Thanks! That's exactly what I was thinking I needed to do. The lip on the outside is at least two inches wide and only has one crack in it. I'm thinking I can bevel it to make the glass match up a little better and that should give me a better bond, right? Fiberglass is a foreign language to me. I've done some very basic stuff but nothing that needed to be pretty when it was done.


----------



## WhiteDog70810 (May 6, 2008)

Before you start, read every tutorial you can on bateau.com. Don't freak out about beveling the edges. Have you ever done any sheet rock work? The premise is the same. The thickened epoxy needs edges to bind to and gaps to fill. Grind out that crack once the hull is stabilized so you have a 1/8" gap for the epoxy to fill. Tape the new transom to the old skin then build the transom surface up to level with the original skin surface with mat. After you read the tutorials and enough build threads, you will know exactly what I am talking about.

Nate


----------



## mcallisterjh (Aug 5, 2014)

One thing I'd consider when replacing the transom and adding any kind of decking: instead of marine grade, or ANY plywood, use a fiberglass based material, (brand names like Coosa, Starboard,etc.). I just finished a project boat much like yours. You'll find Coosa cuts and binds easier than wood, and it will never rot. 3M makes an adhesive called 5200 that's made for glueing the material. I glued and screwed to bind it and it'll be there forever. Good luck, James


----------



## trplsevenz (Oct 29, 2012)

> One thing I'd consider when replacing the transom and adding any kind of decking: instead of marine grade, or ANY plywood, use a fiberglass based material, (brand names like Coosa, Starboard,etc.). I just finished a project boat much like yours. You'll find Coosa cuts and binds easier than wood, and it will never rot. 3M makes an adhesive called 5200 that's made for glueing the material. I glued and screwed to bind it and it'll be there forever. Good luck,  James


You should check your references before giving flawed advice.


----------



## firecat1981 (Nov 27, 2007)

> One thing I'd consider when replacing the transom and adding any kind of decking: instead of marine grade, or ANY plywood, use a fiberglass based material, (brand names like Coosa, Starboard,etc.). I just finished a project boat much like yours. You'll find Coosa cuts and binds easier than wood, and it will never rot. 3M makes an adhesive called 5200 that's made for glueing the material. I glued and screwed to bind it and it'll be there forever. Good luck,  James


Sorry but nearly every bit of info in this is wrong. Neither coosa or starboard are FB based, in fact you can't even glass starboard, it needs to be mechanically fastened. Coosa has FB reinforcement in it, but does not really bind to glass any better than wood.
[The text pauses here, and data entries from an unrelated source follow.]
Issue #1340, opened 2026-06-04
Raise the version of Cirq to the latest if possible


mhucka:
### Is your feature request related to a use case or problem?

The current requirements files end up pinning Cirq to 1.4.1, which is increasingly problematic. We should try to support higher versions of Cirq.

### What solution or approach do you envision?

A starting point would be to remove all the version pins in dev_tools/requirements/deps, run pip-compile, and try to resolve any problems that arise.

### How urgent is this for you?

P1 – needed by the next release

rosspeili:
Hey @mhucka happy to take a dive into this.

mhucka:
> @rosspeili happy to take a dive into this.

Thank you for offering. I had actually assigned it to myself last week, and a PR merged yesterday (https://github.com/quantumlib/OpenFermion/pull/1352) should hopefully resolve this. I see I failed to reference this issue there and close this. Sorry if that was misleading …

rosspeili:
Nw at all @mhucka. <3

PR #1352, opened 2026-06-09
Replace `pip-compile`-based dependency management with `uv`-based approach

mhucka:
Replace the Docker file and scripts in dev_tools/requirements with a simpler scheme that uses `uv`. Among other things, `uv`'s smarter method for producing lock files makes it possible to deal with Cirq version interactions with Python's versions, so that users can use the latest Cirq version if they are also using recent Python versions.


dev_tools/requirements/create-env-files.sh
```diff
@@ -0,0 +1,107 @@
...
+Options:
+  -h   Show this help message and exit
+
+All other options on the command line will be passed directly to
+'uv pip compile'. Run 'uv pip compile --help' to learn about the
+options available."
+
+while [[ $# -gt 0 ]]; do
+    case "${1}" in
+        -h) echo "${usage}"; exit 0 ;;
```
pavoljuhas: Nit - can we handle `--help` too for a good measure?

dev_tools/requirements/create-env-files.sh
```diff
@@ -0,0 +1,107 @@
...
+
+uv pip compile "$@" \
+    -o dev_tools/requirements/envs/shellcheck.env.txt \
+    -c dev_tools/requirements/envs/dev.env.txt \
+    dev_tools/requirements/deps/shellcheck.txt
+
+# ~~~~ Generate max_compat files ~~~~
+
+uv pip compile "$@" \
+    -o dev_tools/requirements/max_compat/dev.env.txt \
```
pavoljuhas: Is this still needed?  The output in `dev_tools/requirements/max_compat/dev.env.txt` is nearly identical to `dev_tools/requirements/envs/pytest.env.txt`.  It appears to be compiled for Python >= 3.12 so the constraints in oldest-versions.txt have no effect.

dev_tools/requirements/create-env-files.sh
```diff
@@ -0,0 +1,107 @@
...
+    -c dev_tools/requirements/deps/oldest-versions.txt \
+    dev_tools/requirements/deps/pytest.txt \
+    dev_tools/requirements/deps/runtime.txt
+
+uv pip compile "$@" \
+    -o dev_tools/requirements/max_compat/pytest-max-compat.env.txt \
```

If you used just 5200 and screws to do a transom or deck then you will soon find yourself in big trouble!


----------



## kodyb87 (Mar 14, 2014)

If it was a Hell's Bay or some other really nice skiff that I would get a decent ROI out of, I would consider composite but being what it is...I'll just be doing exterior plywood. Maybe after my I sharpen my skills a little, I'll tackle a no-wood project


----------



## CurtisWright (May 9, 2012)

I'd forgo stringers.  I'd grind the floor down to the glass and then lay a layer of 1.5 oz chopped matte a layer a 1708 and then 1" divynal cell.  Then put two layers of 1708 biaxial over the top.  I'd also do the same thing for the transom,  but I'd build it up with 1 1/2" of divynal.  

You will have to make a putty out of micro balloons and resin to bed the divynal. If done properly it will be tough as nails, but if not it will delaminate. 

Before you do any glassworks to the hull, build an external frame to keep it square and cross brace the gunnels and transom. Resin shrinks about 1% when it cured and will warp the hull. Even with the bracing, be prepared to flip your boat over and fair out a hook or two in your hull.


----------